▶ **REQUIRED ACTION**
From the entries below, copy every line where the string "undefined" appears.

### RECORDS SUPPLIED

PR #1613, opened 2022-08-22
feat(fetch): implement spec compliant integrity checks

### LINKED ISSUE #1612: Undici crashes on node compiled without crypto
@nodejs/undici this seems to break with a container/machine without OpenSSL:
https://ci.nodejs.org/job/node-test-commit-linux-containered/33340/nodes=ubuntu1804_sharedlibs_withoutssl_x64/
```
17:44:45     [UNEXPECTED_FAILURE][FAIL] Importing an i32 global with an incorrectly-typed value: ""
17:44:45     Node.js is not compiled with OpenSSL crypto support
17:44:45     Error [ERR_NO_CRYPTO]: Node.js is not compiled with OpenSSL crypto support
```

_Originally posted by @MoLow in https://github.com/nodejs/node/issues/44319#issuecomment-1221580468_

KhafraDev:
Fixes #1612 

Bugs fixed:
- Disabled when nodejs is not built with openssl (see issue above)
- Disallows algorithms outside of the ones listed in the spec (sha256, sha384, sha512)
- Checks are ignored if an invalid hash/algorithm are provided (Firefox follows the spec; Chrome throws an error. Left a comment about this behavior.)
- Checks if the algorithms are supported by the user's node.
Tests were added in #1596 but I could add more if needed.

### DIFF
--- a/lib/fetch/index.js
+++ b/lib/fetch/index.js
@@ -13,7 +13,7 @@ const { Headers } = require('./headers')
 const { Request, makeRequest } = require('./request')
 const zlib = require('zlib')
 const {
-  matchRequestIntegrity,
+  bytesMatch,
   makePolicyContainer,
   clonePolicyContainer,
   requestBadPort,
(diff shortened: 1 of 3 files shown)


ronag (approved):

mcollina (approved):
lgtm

######
### RECORDS SUPPLIED

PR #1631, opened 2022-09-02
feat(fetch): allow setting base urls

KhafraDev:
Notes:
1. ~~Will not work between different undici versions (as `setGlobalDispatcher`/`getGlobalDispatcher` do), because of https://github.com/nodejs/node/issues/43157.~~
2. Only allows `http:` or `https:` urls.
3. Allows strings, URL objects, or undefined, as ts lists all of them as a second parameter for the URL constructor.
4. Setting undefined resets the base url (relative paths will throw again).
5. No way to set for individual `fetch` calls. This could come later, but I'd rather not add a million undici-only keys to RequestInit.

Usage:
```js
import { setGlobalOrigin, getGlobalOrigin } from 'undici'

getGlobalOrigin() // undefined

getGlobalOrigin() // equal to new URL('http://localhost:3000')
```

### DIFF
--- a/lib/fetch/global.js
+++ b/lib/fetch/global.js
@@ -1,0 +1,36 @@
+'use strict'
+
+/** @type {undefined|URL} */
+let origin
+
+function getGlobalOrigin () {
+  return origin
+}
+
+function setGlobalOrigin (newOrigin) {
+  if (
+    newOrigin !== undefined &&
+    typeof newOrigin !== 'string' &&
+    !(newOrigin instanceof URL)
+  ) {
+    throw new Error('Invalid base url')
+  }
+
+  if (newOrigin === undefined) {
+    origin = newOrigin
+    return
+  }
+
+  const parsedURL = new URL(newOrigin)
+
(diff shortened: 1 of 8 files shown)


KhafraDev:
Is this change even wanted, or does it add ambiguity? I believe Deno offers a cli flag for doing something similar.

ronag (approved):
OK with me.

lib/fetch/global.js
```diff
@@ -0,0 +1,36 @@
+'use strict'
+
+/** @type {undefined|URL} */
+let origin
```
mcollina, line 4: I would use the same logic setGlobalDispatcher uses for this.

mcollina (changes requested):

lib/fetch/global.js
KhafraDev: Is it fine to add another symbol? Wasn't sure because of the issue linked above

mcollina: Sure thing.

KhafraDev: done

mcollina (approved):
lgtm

######
### RECORDS SUPPLIED

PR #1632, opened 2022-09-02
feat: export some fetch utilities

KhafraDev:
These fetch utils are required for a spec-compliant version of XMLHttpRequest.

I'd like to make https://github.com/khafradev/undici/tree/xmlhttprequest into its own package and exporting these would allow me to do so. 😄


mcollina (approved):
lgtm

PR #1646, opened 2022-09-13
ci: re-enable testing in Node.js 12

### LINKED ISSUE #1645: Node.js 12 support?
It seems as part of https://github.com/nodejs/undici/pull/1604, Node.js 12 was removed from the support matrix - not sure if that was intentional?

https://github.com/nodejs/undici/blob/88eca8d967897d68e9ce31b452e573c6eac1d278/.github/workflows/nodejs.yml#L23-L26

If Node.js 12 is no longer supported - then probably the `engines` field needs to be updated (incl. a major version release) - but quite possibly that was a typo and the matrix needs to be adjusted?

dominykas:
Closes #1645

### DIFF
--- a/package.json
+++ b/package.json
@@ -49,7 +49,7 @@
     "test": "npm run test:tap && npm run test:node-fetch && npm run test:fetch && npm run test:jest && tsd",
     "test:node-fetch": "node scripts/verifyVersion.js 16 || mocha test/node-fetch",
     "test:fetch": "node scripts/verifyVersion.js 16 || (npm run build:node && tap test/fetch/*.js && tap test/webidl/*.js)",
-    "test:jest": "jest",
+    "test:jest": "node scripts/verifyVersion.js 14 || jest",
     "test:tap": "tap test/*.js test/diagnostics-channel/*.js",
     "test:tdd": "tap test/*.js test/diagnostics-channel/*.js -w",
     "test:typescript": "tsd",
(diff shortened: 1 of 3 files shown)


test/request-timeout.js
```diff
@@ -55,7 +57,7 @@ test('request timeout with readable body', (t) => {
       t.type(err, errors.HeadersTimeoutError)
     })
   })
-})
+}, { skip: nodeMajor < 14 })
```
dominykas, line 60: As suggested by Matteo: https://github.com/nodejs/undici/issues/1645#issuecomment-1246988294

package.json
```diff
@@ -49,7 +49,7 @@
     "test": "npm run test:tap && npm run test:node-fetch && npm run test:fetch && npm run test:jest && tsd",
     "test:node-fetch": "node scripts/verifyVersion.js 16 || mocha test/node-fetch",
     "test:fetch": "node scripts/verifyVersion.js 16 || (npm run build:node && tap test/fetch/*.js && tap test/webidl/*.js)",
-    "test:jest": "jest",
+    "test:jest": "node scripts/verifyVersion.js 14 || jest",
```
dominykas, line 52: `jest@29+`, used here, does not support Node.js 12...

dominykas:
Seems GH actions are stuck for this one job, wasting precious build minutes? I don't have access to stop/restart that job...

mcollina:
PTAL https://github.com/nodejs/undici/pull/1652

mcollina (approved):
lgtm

######

▶ **RESULT**
3. Allows strings, URL objects, or undefined, as ts lists all of them as a second parameter for the URL constructor.
4. Setting undefined resets the base url (relative paths will throw again).
getGlobalOrigin() // undefined
+/** @type {undefined|URL} */
+    newOrigin !== undefined &&
+  if (newOrigin === undefined) {
+/** @type {undefined|URL} */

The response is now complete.